Filmmaker Manx Taiki Magyar has long had a passion for film.

Documentary to Explore What it Means to be Asian in America

What does it mean to be Asian in America?

It’s a question that Manx Taiki Magyar of Hyannis, has wrestled with his entire life. “Growing up half-Japanese in Sandwich in the 2000s, I was one of the only people of color in my school and broader community,” he said.

Thanks to an $8,270 grant from the Arts Foundation of Cape Cod and the National Endowment for the Arts (NEA), Magyar will explore the topic as part of a short documentary, “Unerased: A Film About Asian Voices on Cape Cod”, that he is making with Erica Tso Haidas of Brewster, owner of Belonging Books.

The project is personal to both Magyar and Haidas, who is first generation Chinese-Canadian. “Erica brought the idea to me about interviewing Asian people on Cape Cod,” Magyar said. “Izzy [Isabelle Caplan, the film’s producer] has also been very involved. The three of us came together and it started out as a very small project, but this grant is huge for us.

“Instead of a small personal project, this allows it to be bigger and not only about being Asian on Cape Cod, but being Asian in white-centric towns in America,” he continued. “We’re looking at it now as being Asian in America, in general.”

Magyar, who graduated from Sandwich High School in 2009 and earned his bachelor’s degree in cinema studies from Northeastern University in 2014, has long had a passion for filmmaking.

Manx Taiki Magyar

He served as the Creative Director at Sandwich Community Television for over six years, and currently runs his own production company, Big Tree, which has done commercial work for a slew of local businesses and nonprofits, including the Cape Cod Chamber of Commerce, Cape Cod Chamber Orchestra, CapeSpace, EforAll Cape Cod, Amplify POC, Duffy Health Center, Cape Cod Healthcare, Red Jacket Resort, and Love Live Local, among others.

As one who makes his living producing and directing corporate videos, this grant is allowing Magyar to work on a film “that resonates with me personally,” he said.

Earlier this year, Magyar visited Japan, where he was born and where his mother’s family still lives. “I’ve been there 10 times in my life so I’ve been able to create a connection to it,” he said. “It’s always interesting when I go there, it highlights how much I am a Cape Codder. …What the documentary will explore is being a Cape Codder, but not being a traditional looking Cape Codder.”

It will also tackle how “many members of our community feel alone and lack community,” Magyar said.
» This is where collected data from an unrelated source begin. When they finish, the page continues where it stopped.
PR #3818, opened 2023-09-04
moyo header Leonid Pijavskiy

HardCodWorker:
[Demo](https://HardCodWorker.github.io/layout_moyo-header/)
- [TEST REPORT LINK](https://HardCodWorker.github.io/layout_moyo-header/report/html_report/)

### DIFF
--- a/src/index.html
+++ b/src/index.html
@@ -1,5 +1,5 @@
 <!doctype html>
-<html lang="en">
+<html lang="en" id ="Home">
   <head>
     <meta charset="UTF-8">
     <meta name="viewport"
@@ -7,8 +7,61 @@
     <meta http-equiv="X-UA-Compatible" content="ie=edge">
     <title>Moyo header</title>
     <link rel="stylesheet" href="./style.css">
+    <link rel="preconnect" href="https://fonts.googleapis.com">
+    <link
+      rel="preconnect"
+      href="https://fonts.gstatic.com"
+      crossorigin = "anonymous"
+    >
+    <link href="https://fonts.googleapis.com/css2?family=Roboto:wght@500;700&display=swap" rel="stylesheet">
   </head>
   <body>
-    <h1>Moyo header</h1>
+    <header class = "header">
+      <a href="#Home" class ="logo">
+        <img
+          src ="images/logo.png"
+          alt ="Moyo"
+          class ="logo__img"
+        >
+      </a>
+
+      <nav class="nav">
+        <ul class="nav__list">
+          <li class="nav__item">
+            <a
+              href="Apple"
+              class ="nav__link is-active"
+              >Apple
+            </a>
+          </li>
+          <li class="nav__item">
+            <a href="Samsung" class ="nav__link">Samsung</a>
+          </li>
+          <li class="nav__item">
+            <a href="Smartphones" class ="nav__link">Smartphones</a>
+          </li>
+          <li class="nav__item">
+            <a
+              href="Laptops & Computers"
+              class ="nav__link"
+              data-qa ="hover">Laptops & Computers
+            </a>
+          </li>
+          <li class="nav__item">
+            <a href="Gadgets" class ="nav__link">Gadgets</a>
+          </li>
+          <li class="nav__item">
+            <a href="Tablets" class ="nav__link">Tablets</a>
+          </li>
+          <li class="nav__item">
+            <a href="Photo" class ="nav__link">Photo</a>
+          </li>
+          <li class="nav__item">
+            <a href="Video" class ="nav__link">Video</a>
+          </li>
+        </ul>
+
+      </nav>
+    </header>
   </body>
 </html>
--- a/src/style.css
+++ b/src/style.css
@@ -1,3 +1,77 @@
 body {
   margin: 0;
+
+}
+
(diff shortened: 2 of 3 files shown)


src/index.html
```diff
@@ -1,14 +1,67 @@
...
   <body>
-    <h1>Moyo header</h1>
+    <header class = "header">
+      <a href="#Home" class ="logo">
+        <img
+          src ="images/logo.png"
+          alt ="Moyo"
+          class ="logo__img"
+        >
+      </a>
```
superpooperxxx, line 26: Don't add those spaces when you define attributes
```
<img
  src="images/logo.png"
  alt="Moyo"
  class="logo__img"
>
```

src/index.html
```diff
@@ -1,14 +1,67 @@
...
+
+      <nav class="nav">
+        <ul class="nav__list">
+          <li class="nav__item">
+            <a
+              href="Apple"
+              class ="nav__link is-active"
+              >Apple
+            </a>
```
superpooperxxx, line 35: 1. Checklist p.6
2. [HTML formatting](https://mate-academy.github.io/style-guides/htmlcss.html#html-formatting)

src/index.html
```diff
@@ -1,14 +1,67 @@
...
+          </li>
+          <li class="nav__item">
+            <a href="Smartphones" class ="nav__link">Smartphones</a>
+          </li>
+          <li class="nav__item">
+            <a
+              href="Laptops & Computers"
+              class ="nav__link"
+              data-qa ="hover">Laptops & Computers
+            </a>
```
superpooperxxx, line 48: Checklist p.6

src/style.css
```diff
@@ -1,3 +1,77 @@
 body {
   margin: 0;
+
+}
+
+.logo__img {
+  padding: 10px 0;
```
superpooperxxx, line 7: Redundant, cause `align-items: center` on parent element will anyway center it vertically

src/style.css
```diff
@@ -1,3 +1,77 @@
...
+  width: 40px;
+}
+
+.nav {
+  font-size: 12px;
+  font-weight: 500;
+  font-family: "Roboto", sans-serif;
+  display: block;
+
+}
```
superpooperxxx, line 19: 1. Move font related styles to `html` or `:root` selector, cause it is a good practice and those styles are actually 'global'
2. `display: block;` is redundant

src/style.css
```diff
@@ -1,3 +1,77 @@
...
+
+.nav__list {
+  margin: 0;
+  list-style: none;
+  padding: 0;
```
superpooperxxx, line 24: Separate `reset type` styles from the rest by moving them to the top of the file. Later such styles will lay in separate file.

src/style.css
```diff
@@ -1,3 +1,77 @@
...
+
+}
+
+.nav__link {
+  line-height: 60px;
+  height: 60px;
+  display: block;
+  text-decoration: none;
+  color: #000;
+  white-space: nowrap;
```
superpooperxxx, line 35: 1. Not sure why you need it
2. `position: relative;` here is also redundant

src/style.css
```diff
@@ -1,3 +1,77 @@
...
+  justify-content: space-between;
+
+}
+
+.nav__item:not(:first-child) {
+
+  display: block;
+
+  margin-left: 20px;
+}
```
superpooperxxx, line 55: 1. I like this solution🔥
2. Remove those extra spaces
3. `display: block;` is redundant

src/style.css
```diff
@@ -1,3 +1,77 @@
...
+
+.is-active {
+  color: #00acdc;
+  position: relative;
+}
```
superpooperxxx, line 60: Combine with `.nav__link:hover` (color property)

superpooperxxx (changes requested):
Hey, overall good job🔥 I added some recommendations, but pay attention to checklist, cause this is always gonna be a reason for reject

src/style.css
HardCodWorker: If I remove:
Display block - than the blue undeline jumps straight under the "Äpple" text, whilst I need the line to be in the bottom of the element

Text Decoration - removes the undelines under the links

Color: is not inherited by the parent elements (for the links)

White-space - does not let the long names to wrap - as it affects when the screen size is reduced

Position relative - that was just used for testing so I am removing it =)

HardCodWorker:
@superpooperxxx please check commit with "final changes" as I have run into some issues during deploying which caused several commits...

src/style.css
superpooperxxx: oh, I meant only `white-space` property, this is a little overkill here, but well done for knowing the reason for usage

superpooperxxx (changes requested):
In `final changes` I can see only `index.html` file. And still this `href="#Laptops & Computers"` goes against Checklist p.6

superpooperxxx (changes requested):
.

HardCodWorker:
Could you please check now if all files are commited? Anyway will attend QnA session to spcify the issue...

superpooperxxx (approved):
Yep, now I see🔥 Good job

One of the goals of the documentary is to strengthen that community by giving a platform for Asians on Cape Cod to share their experiences. “It is interesting, there’s a small margin of Asians who make up the population on Cape Cod and we haven’t really had a voice,” Magyar said. “After doing some work on this documentary, it’s not just an issue for Cape Cod, but an issue of being Asian in America. It stems from the racial divides in our country and opens up a bigger world and bigger conversation of what it means to be Asian-American.”

In his proposal, Magyar referenced a quote from the novel “Nightcrawling” by Leila Mottley that summed up what he, Haidas, and Caplan are trying to accomplish with this film – “Art is the way we imprint ourselves onto the world so there is no way to erase us.”

To learn more about Magyar and his work, visit Big Tree’s website here. “Unerased: A Film About Asian Voices on Cape Cod” is scheduled to be completed by the fall, and will be screened locally and submitted to various film festivals in 2025.